表4 不同色譜柱2種方法不同成分保留時間預測值的絕對偏差

3 討論

3.1 檢測器的選擇

擬人參皂苷F11作為西洋參特征成分，母體結構為奧克娣隆型化合物，在紫外區僅有末端吸收。通過比較西洋參破壁飲片的CAD 與二極管陣列檢測器（DAD）檢測圖譜，發現DAD 下未見相應峰，而CAD 下響應較好，指紋特征性更強且靈敏度高，基線更平穩。故選擇CAD 建立西洋參破壁飲片與傳統飲片的指紋圖譜研究。

3.2 前處理及色譜條件的選擇

本實驗選用HPLC 測定皂苷類成分，對水飽和正丁醇與甲醇不同溶劑、超聲與加熱回流不同提取方法及提取時間等進行考察發現，甲醇超聲30 min提取的供試品溶液色譜峰信息全面完整且操作簡單，足以適用于對西洋參破壁飲片定性研究。所用流動相有乙腈-0.01%三氟乙酸、乙腈-0.1%甲酸、乙腈-水等[17-18]。經實驗比較發現，以乙腈-水進行梯度洗脫系統顯示的圖譜峰形好、基線平穩，可滿足8 個皂苷類成分的分離要求，且水相較于三氟乙酸和甲酸更安全、經濟又方便。

本研究采用HPLC-CAD 建立西洋參破壁飲片的指紋圖譜，同時，對同批次來源的西洋參傳統飲片指紋圖譜的相似度進行評價分析，探究兩者之間的關聯性。
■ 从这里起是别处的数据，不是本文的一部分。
PR #2838, opened 2017-03-06
Add console.warn to process.stdin catch block

scottaddie:
**Summary**
Per @Daniel15's suggestion, this PR adds a `console.warn` statement to the `catch` block introduced in PR https://github.com/yarnpkg/yarn/pull/2837.

**Test plan**
I ran the following commands to ensure that my changes didn't introduce any problems:
`yarn run build`
`yarn run lint`
`yarn run test`

### DIFF
--- a/src/reporters/base-reporter.js
+++ b/src/reporters/base-reporter.js
@@ -117,9 +117,11 @@ export default class BaseReporter {
   _getStandardInput(): Stdin {
     let standardInput;
 
+    // Accessing stdin in a win32 headless process (e.g., Visual Studio) may throw an exception.
     try {
       standardInput = process.stdin;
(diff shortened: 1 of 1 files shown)


src/reporters/base-reporter.js
```diff
@@ -120,6 +120,7 @@ export default class BaseReporter {
     try {
       standardInput = process.stdin;
```
bestander: could you please add a text comment why we do the trick?
Going forward this file may be refactored multiple times and we would loose the original reason for try/catch.

scottaddie: No problem. This is done.

Daniel15:
Thanks!

PR #2844, opened 2017-03-06
Log the binFolder result from the `bin` command via the reporter.

GijsWeterings:
**Summary**

This PR redirects the output for the `bin` command through the configured reporter, instead of it being hardcoded to `console.log`. This way, in the future the bin command could be logged in different ways besides just printing.

The default behaviour does not change, as the default reporter is the `ConsoleReporter`, which again writes to `stdout`

**Test plan**

1. run `yarn bin`.
2. verify it outputs to console.
3. (optional) ensure output goes trough the `consoleReporter._log` function

### DIFF
--- a/src/cli/commands/bin.js
+++ b/src/cli/commands/bin.js
@@ -19,6 +19,6 @@ export function run(
     config.registries[RegistryYarn.registry].folder,
     '.bin',
   );
-  console.log(binFolder);
+  reporter.log(binFolder);
   return Promise.resolve();
 }


bestander:
There was a reason for this https://github.com/yarnpkg/yarn/pull/1980#discussion_r89621763

bestander:
I think we need to do something a bit smarter here, see reasons https://github.com/yarnpkg/yarn/pull/1980#discussion_r89621763.

I'll close for now, please reopen once there is handling for the linked case

PR #2870, opened 2017-03-08
fix the location for yarn-error.log and add a test case

### LINKED ISSUE #2719: Put error logs in cache folder

feature

Yarn will store `yarn-error.log` in the current directory.

In [npm v4.2.0](https://github.com/npm/npm/releases/tag/v4.2.0), `npm-debug.log` is no longer placed in the current directory, but in the `(npm config get cache)/_logs` directory. I suggest yarn do something similar with the error logs.

clanghout:
**Summary**
In order to change the folder where `yarn-error.log` is placed, we changed the path from `config.cwd` to `config.cacheFolder`. In the process of testing we also discovered a bug with specifying a cache folder from the command line.
The test executes a command that will error a `yarn-error.log` and verifies that this log is created in the specified cache folder.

結果顯示，傳統飲片與破壁飲片之間色譜峰相似度均大于0.939，各共有峰的保留時間幾乎一致。這表明，西洋參傳統飲片經破壁粉碎并制成破壁飲片的過程中，化學成分無明顯變化，超微破壁粉碎技術并未造成傳統飲片中主成分流失及新化學成分的轉化或生成[19]。筆者又結合DRS Origin 軟件對15 根色譜柱采集的西洋參破壁飲片數據擬合，進而對色譜峰定位，確定雙標化合物，再用雙標線性校正預測目標化合物的保留時間。結果與相對保留時間法相比，雙標線性校正法預測定位更準確且實用方便，表明該方法在中藥復雜的多指標成分定性方面有著很好的應用前景。